::: Data extracts

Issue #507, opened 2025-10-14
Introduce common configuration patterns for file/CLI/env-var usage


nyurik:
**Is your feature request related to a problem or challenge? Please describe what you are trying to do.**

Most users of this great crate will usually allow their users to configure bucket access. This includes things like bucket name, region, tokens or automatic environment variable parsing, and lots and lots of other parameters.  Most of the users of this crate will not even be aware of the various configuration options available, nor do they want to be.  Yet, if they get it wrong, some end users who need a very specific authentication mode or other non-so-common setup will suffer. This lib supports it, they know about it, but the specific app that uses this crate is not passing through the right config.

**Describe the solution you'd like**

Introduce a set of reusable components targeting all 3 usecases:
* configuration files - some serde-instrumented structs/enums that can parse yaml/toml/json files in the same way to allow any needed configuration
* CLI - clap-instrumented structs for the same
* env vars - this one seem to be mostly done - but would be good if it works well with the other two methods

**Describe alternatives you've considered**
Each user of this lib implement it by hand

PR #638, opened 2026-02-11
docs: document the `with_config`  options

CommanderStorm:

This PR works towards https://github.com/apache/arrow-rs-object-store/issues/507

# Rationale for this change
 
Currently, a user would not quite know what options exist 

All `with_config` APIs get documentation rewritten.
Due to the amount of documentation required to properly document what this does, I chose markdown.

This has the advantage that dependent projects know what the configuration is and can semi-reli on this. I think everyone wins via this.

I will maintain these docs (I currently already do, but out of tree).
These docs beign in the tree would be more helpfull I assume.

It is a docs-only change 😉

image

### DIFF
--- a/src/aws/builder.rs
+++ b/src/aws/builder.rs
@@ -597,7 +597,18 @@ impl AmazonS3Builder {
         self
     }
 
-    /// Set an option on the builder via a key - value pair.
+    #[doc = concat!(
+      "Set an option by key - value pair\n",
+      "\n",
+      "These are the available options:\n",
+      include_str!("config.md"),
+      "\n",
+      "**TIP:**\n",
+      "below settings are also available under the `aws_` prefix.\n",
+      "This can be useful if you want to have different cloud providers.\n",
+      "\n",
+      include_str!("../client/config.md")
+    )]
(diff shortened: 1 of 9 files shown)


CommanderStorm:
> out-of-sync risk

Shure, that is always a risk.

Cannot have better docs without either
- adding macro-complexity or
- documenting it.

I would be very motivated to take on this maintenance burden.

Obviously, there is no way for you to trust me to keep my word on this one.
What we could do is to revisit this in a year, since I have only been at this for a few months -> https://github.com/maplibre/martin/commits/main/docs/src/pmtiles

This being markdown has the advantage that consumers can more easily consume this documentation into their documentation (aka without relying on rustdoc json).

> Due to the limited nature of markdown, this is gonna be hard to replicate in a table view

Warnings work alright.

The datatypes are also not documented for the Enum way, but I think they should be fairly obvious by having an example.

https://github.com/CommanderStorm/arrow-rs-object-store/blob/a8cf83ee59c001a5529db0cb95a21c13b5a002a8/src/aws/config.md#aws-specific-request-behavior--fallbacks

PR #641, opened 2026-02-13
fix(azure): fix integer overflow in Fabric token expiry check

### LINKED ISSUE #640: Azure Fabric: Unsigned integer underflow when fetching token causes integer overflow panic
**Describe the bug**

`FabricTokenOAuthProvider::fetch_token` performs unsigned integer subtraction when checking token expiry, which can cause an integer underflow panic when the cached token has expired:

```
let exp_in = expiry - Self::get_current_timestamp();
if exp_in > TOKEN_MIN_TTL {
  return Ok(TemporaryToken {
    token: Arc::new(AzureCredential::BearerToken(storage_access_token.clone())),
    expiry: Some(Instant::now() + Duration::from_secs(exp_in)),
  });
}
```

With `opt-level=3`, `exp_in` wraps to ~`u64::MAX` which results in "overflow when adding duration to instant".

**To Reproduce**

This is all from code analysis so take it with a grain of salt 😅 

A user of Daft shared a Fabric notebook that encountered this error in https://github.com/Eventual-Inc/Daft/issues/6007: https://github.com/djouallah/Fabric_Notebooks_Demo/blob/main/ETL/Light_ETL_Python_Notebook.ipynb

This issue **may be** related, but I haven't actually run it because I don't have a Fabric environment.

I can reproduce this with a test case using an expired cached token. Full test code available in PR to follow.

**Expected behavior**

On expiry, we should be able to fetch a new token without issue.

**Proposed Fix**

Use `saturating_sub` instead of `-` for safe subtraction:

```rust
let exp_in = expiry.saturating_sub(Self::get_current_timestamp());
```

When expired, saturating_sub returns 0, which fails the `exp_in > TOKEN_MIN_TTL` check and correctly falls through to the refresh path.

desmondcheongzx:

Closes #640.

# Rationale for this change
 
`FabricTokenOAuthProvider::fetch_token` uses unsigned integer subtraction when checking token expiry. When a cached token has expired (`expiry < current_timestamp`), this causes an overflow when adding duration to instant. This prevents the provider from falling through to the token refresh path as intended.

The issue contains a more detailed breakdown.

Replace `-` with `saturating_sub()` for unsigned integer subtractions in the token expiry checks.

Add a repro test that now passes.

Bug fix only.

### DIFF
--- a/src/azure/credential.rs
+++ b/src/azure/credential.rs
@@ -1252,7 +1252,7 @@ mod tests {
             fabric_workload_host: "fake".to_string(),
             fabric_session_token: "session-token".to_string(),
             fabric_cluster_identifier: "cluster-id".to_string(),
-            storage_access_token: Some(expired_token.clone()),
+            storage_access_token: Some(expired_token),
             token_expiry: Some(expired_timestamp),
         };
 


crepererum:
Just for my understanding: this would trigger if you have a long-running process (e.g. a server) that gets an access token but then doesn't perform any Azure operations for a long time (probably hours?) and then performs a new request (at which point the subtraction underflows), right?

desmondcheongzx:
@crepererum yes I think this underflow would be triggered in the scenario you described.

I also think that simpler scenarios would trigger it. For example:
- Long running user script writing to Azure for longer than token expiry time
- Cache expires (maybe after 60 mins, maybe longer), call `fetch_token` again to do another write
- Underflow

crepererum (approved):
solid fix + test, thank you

::::::

_Instructions for the task_.
Would you copy out exactly the lines above that start at the one containing "(diff shortened: 1 of 9 files shown)" and end at the one containing "The datatypes are", inclusive?

_Answer for this exercise_.
(diff shortened: 1 of 9 files shown)


CommanderStorm:
> out-of-sync risk

Shure, that is always a risk.

Cannot have better docs without either
- adding macro-complexity or
- documenting it.

I would be very motivated to take on this maintenance burden.

Obviously, there is no way for you to trust me to keep my word on this one.
What we could do is to revisit this in a year, since I have only been at this for a few months -> https://github.com/maplibre/martin/commits/main/docs/src/pmtiles

This being markdown has the advantage that consumers can more easily consume this documentation into their documentation (aka without relying on rustdoc json).

> Due to the limited nature of markdown, this is gonna be hard to replicate in a table view

Warnings work alright.

The datatypes are also not documented for the Enum way, but I think they should be fairly obvious by having an example.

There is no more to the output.